Limehouse had always had immigration. As a port and centre of boatbuilding since medieval times, one of London’s oldest ‘villages’ built up a ‘Lascar’ population. This was a catch-all term for Asian sailors who, having working a passage to London, were often paid off (and marooned) when they got to Limehouse. Many stayed, but Chinatown really became established around the 1860s. By 1890, there were two distinct communities in the East End. Shanghai Chinese were settled round Pennyfields, Amony Place and Ming Street (between the present Westferry and Poplar DLR stations). And Chinese from southern China and Canton lived around Gill Street and Limehouse Causeway. By 1911, the whole area had been dubbed Chinatown.
From Victorian times, the East End had been feared as a place of poverty and depravity by the rest of London, and Chinatown was thrown into the mix, with lurid tales of opium dens, white slaving and reckless gambling. Sherlock Holmes discovered rich young white men slumming it here; Oscar Wilde evidenced the corruption of Dorian Gray by showing him in a Limehouse opium house; DW Griffith researched his movie Broken Blossoms here; most famously, Sax Rohmer invented Fu-Manchu “the yellow peril incarnate in one man”. The newspapers lapped it up, running stories of the ‘Yellow Peril’: and Rohmer had first visited Limehouse as a reporter, researching such a piece for the Daily Sketch.
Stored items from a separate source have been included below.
PR #315, opened 2019-11-15
Hard-code admin email, domain in build

aaron-lane:
This change allows the trigger to have a consistent interface with other modules, in support of https://github.com/GoogleCloudPlatform/cloud-foundation-toolkit/pull/414.

### DIFF
--- a/Makefile
+++ b/Makefile
@@ -18,7 +18,7 @@
 # Make will use bash instead of sh
 SHELL := /usr/bin/env bash
 
-DOCKER_TAG_VERSION_DEVELOPER_TOOLS := 0.1.0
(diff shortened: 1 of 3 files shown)


Makefile
```diff
@@ -18,7 +18,7 @@
 # Make will use bash instead of sh
 SHELL := /usr/bin/env bash
 
-DOCKER_TAG_VERSION_DEVELOPER_TOOLS := 0.1.0
+DOCKER_TAG_VERSION_DEVELOPER_TOOLS := 0
```
morgante: We should talk about this, but I'm against using a global version which can inexplicably break.

morgante:
Incorporated into #318

PR #318, opened 2019-11-18
Upgrade to CFT devtools 0.6.0

morgante:
Removes the necessity of an explicit `make_source.sh` file.


morgante:
> Can you update the tag to 0 to reduce the need for future changes?

I don't really agree with using a generic tag considering new versions can introduce breaking changes.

The truth of course was rather different. Novelist Arnold Bennet visited Limehouse in April 1925 and saw: “On the whole a rather flat night. Still we saw the facts. We saw no vice whatever. The Inspector of Police gave the Chinese an exceedingly good character.” This was, in fact, a settled, segregated and quite small community. There were Chinese sailors serving in both Merchant and Royal Navies, and a good deal of intermarriage with English women.
The People’s reporter had a long talk with Mrs Flack, who had come to the area from Worcester 21 years before. “To her door come Chinese, Lascars, Germans, Scandinavians and other stray nationals washed up on the dock areas by itinerant shipping from the seven seas … May never fails them.’ May’s tale of disarming fighting men (sometimes literally) and facing down angry mobs, certainly makes stirring reading: the reporter acutely describes her tale as “like a page from a romantic novel”.
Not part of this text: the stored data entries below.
PR #319, opened 2019-11-19
Change default for default compute SA to disable

Rycieos:
This is a better option than "delete", since it has the same outcome
(the account doesn't work), but it is possible to get the account back,
unlike which delete which can be unrecoverable. This then should be the
default, since it achieves the same outcome, but is completely and
easily reversible for those that realize they don't want the default
later on.

Related #313, #314

### DIFF
--- a/CHANGELOG.md
+++ b/CHANGELOG.md
@@ -12,6 +12,10 @@ Extending the adopted spec, each change should have a link to its corresponding 
 
 - Option to disable the default compute service account. [#313]
 
+### Changed
+
+- **Breaking**: Default for default compute service account changed to disable from delete. [#313]
+
 ### Fixed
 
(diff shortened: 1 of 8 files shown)


Rycieos:
Bump.
Anything still needed on this? We are looking forward to this in a new version (as well as the unreleased empty activate_apis fix).

morgante:
@Rycieos We just need a (simple) upgrade guide, like [this one](https://github.com/terraform-google-modules/terraform-google-project-factory/blob/master/docs/upgrading_to_project_factory_v2.0.md#app-engine-argument-changes) explaining what to change if you want to use the old default.

Rycieos:
I can do that. Gonna be a really short document:
```
The default of default_service_account changed from "delete" to "disable". If you want to keep deleting for new projects, you will need to specify that:

default_service_account = "delete"
```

Rather disappointingly for The People, amidst all the tales of pitched battles and blood feuds, May admits that “opium smoking and heavy gambling have more or less been stamped out in Limehouse. The law has got a hold on Chinatown at last”. Her words conceal a darker truth. Chinatown had been targeted for years. The Chinese population peaked just after World War I at around 3000. In November 1918, actor Billie Carleton was found dead in her bed, possibly from an overdose of cocaine, possibly purchased in Chinatown.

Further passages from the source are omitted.